Dr Herrero is also an Executive Fellow at the Centre for the Future of Organization, Drucker School of Management. An international speaker, Dr Herrero is available for virtual speaking engagements [4] and can be reached at: The Chalfont Project [5].

 

Do you have a ‘Chaos Monkey’ in your management system? You should.

Posted By Dr Leandro Herrero On In Antifragile,Building Remarkable Organizations,Change, Leadership and Society,Disruptive Ideas,Problem solving | No Comments

Many organizations have a Risk Management function of some sort. Often scattered amongst different constituencies: manufacturing, engineering, R&D etc. It is also embedded in Quality Systems, such as ISO. Financial institutions, or indeed financial functions within the company, will have some form of system. However, the variations in depth and seriousness are enormous. From well-defined  ‘stress tests’ imposed on banks, to a vague list of potential risks with no more than lip service paid to actions, and one can find anything in between.

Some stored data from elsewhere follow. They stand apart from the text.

PR #166, opened 2016-06-01
FALCON-1984 Provide proper hint and documentation if required titan storage backend is not configured in startup.properties

yzheng-hortonworks:
Added validation of required configuration properties for graph db storage backend.
Added error hints on the missing property in Falcon server log.
Reorganized the order of the configuration properties in startup.properties so relevant properties for each backend are grouped in consecutive lines.

### DIFF
--- a/common/src/main/java/org/apache/falcon/metadata/MetadataMappingService.java
+++ b/common/src/main/java/org/apache/falcon/metadata/MetadataMappingService.java
@@ -35,6 +35,7 @@ import com.tinkerpop.blueprints.util.TransactionWork;
 import org.apache.commons.configuration.BaseConfiguration;
 import org.apache.commons.configuration.Configuration;
 import org.apache.falcon.FalconException;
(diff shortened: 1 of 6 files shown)


common/src/main/java/org/apache/falcon/metadata/MetadataMappingService.java
```diff
@@ -118,11 +141,56 @@ public void init() throws FalconException {
 
     protected Graph initializeGraphDB() {
         LOG.info("Initializing graph db");
-
         Configuration graphConfig = getConfiguration();
+        validateConfiguration(graphConfig);
         return GraphFactory.open(graphConfig);
     }
 
+    private void validateConfiguration(Configuration graphConfig) {
```
bvellanki: The error messages seem similar, minor nit.

bvellanki:
+1

vrangan:
+1

PR #167, opened 2016-06-01
FALCON-2007 : Hive DR Replication failing with - Can not create a Path from a null string

peeyushb:
Following is the pull request that will check the existence of the file oozie.action.conf.xml. If file is not there, then it will not get into the code block that adds it to the configuration object, thus to avoid the exception.


vrangan:
+1

peeyushb:
If no further comments on this pull request, I will commit this patch soon so as to avoid further failures in secure environment.

PR #168, opened 2016-06-03
FALCON-1965 Update ActiveMQ version to 5.13.3 to avoid Falcon start error after rolling upgrade

yzheng-hortonworks:
Upgraded ActiveMQ version to the latest 5.13.3. Tested Falcon server upgrade with ActiveMQ history works with 0.6, 0.7 and trunk.

Split the fix for two test failures due to upgrade to https://github.com/apache/falcon/pull/169, per @vrangan 's suggestion.


bvellanki:
Agree with @yzheng-hortonworks , +1. Will commit if there are no objections to changing the tests.

vrangan:
+1.   I would say split it into two jiras one for upgrade and one for the tests fix so that it is more easily trackable.

yzheng-hortonworks:
Thank you for your suggestion, @vrangan . I split the UT fix to a separate pull request for ease of tracking. https://github.com/apache/falcon/pull/169

pallavi-rao:
+1

PR #169, opened 2016-06-03
FALCON-2010 Fix UT errors due to ActiveMQ upgrade

yzheng-hortonworks:
Fixed two test failures due to the upgrade:

1. JMSMessageConsumerTest
After upgrade, some messages are consumed faster and so the initial expectation on no message being dequeued right after the message sending doesn't hold. Also confirmed with @bvellanki that this kind of tests are flaky and have caused intermittent test errors before. Therefore, removed getTotalDequeueCount assertion. In addition, the expected message consumptions are tested in existing code "Mockito.verify(jobEndService,...".

2. FalconPostProcessingTest
After upgrade, Falcon will run into an error if it tries to delete messages when ActiveMQ service is stopped. Therefore, need to call start before deleting the message during teardown.

### DIFF
--- a/messaging/src/test/java/org/apache/falcon/messaging/JMSMessageConsumerTest.java
+++ b/messaging/src/test/java/org/apache/falcon/messaging/JMSMessageConsumerTest.java
@@ -245,15 +245,10 @@ public class JMSMessageConsumerTest {
             sendMessages(TOPIC_NAME, WorkflowExecutionContext.Type.POST_PROCESSING);
 
             final BrokerView adminView = broker.getAdminView();
-
-            Assert.assertEquals(adminView.getTotalDequeueCount(), 0);
-//            Assert.assertEquals(adminView.getTotalEnqueueCount(), 10);
             Assert.assertEquals(adminView.getTotalConsumerCount(), 2);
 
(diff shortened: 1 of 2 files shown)


messaging/src/test/java/org/apache/falcon/messaging/JMSMessageConsumerTest.java
```diff
@@ -309,7 +298,6 @@ public void testJMSMessagesFromOozieForNonFalconWF() throws Exception {
         sendMessages(TOPIC_NAME, WorkflowExecutionContext.Type.WORKFLOW_JOB, false /* isFalconWF */);
 
         final BrokerView adminView = broker.getAdminView();
-
         Assert.assertEquals(adminView.getTotalDequeueCount(), 0);
```
pallavi-rao: May be remove it here too to be consistent and also so the test doesn't fail later.

pallavi-rao:
+1 for the patch other than the minor comment.

messaging/src/test/java/org/apache/falcon/messaging/JMSMessageConsumerTest.java
yzheng-hortonworks: Removed and keep only consumer counts. Thanks for your review, @pallavi-rao !

bvellanki:
+1

PR #176, opened 2016-06-08
FALCON-2014 Issue with submit idempotency in distributed mode.

pallavi-rao:


sandeepSamudrala:
The same needs to be done for delete and update too.

sandeepSamudrala:
Jenkins check has failed for the same for testUpdateAndTouch and testDelete.

pallavi-rao:
The check makes no sense for delete. For update, the current stand is that we just overwrite old def with whatever the user supplies. So, not applicable for update either.

The tests are failing because they have duplicate submit statements. The fix just uncovered that mistake.

sandeepSamudrala:
Makes sense.

pallavi-rao:
I'm closing this pull request, as addressing the problem is not as simple as I initially thought. Will create a new pull request later.

PR #181, opened 2016-06-09
FALCON-2008 Add documentation for Graphite Notification Plugin

PraveenAdlakha:


pallavi-rao:
+1. Will merge if no further comments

In my consulting experience, outside the most standardised areas of operations, in this area of Risk Management, I’ve seen more lip service and bad planning than the opposite.

I have argued in these Daily Thoughts that companies need to devise their own routine ‘stress tests’, beyond the financials, to understand their adaptability and indeed survival. But I’d like to take this further and suggest that these ‘stress tests’ need to be formalised in the leadership capabilities.

A good model is Netflix’s ‘Chaos Monkey’ [6]. This is how the successful video streaming company, with lots of avant-garde organizational and management structures, defines their ‘Chaos Monkey’: ‘A tool that randomly disables our production instances to make sure we can survive this common type of failure without any customer impact. The name comes from the idea of unleashing a wild monkey with a weapon in your data center (or cloud region) to randomly shoot down instances and chew through cables — all the while we continue serving our customers without interruption. By running Chaos Monkey in the middle of a business day, in a carefully monitored environment with engineers standing by to address any problems, we can still learn the lessons about the weaknesses of our system, and build automatic recovery mechanisms to deal with them. So next time an instance fails at 3 am on a Sunday, we won’t even notice’.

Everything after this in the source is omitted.